### [Task to complete]
Keyword search on "opened": report each line of the records that contains it.

### [Dataset records]
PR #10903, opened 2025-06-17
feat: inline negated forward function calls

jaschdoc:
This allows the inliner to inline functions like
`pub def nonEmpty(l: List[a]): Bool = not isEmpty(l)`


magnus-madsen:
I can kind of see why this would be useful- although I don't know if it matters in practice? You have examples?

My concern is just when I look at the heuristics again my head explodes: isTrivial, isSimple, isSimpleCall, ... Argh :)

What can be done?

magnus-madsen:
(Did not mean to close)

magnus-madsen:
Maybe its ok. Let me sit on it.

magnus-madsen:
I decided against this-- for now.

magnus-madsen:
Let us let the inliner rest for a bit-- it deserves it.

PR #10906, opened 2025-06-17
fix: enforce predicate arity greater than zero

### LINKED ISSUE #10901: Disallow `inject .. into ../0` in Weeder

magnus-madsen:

### [Task result]
PR #10903, opened 2025-06-17
PR #10906, opened 2025-06-17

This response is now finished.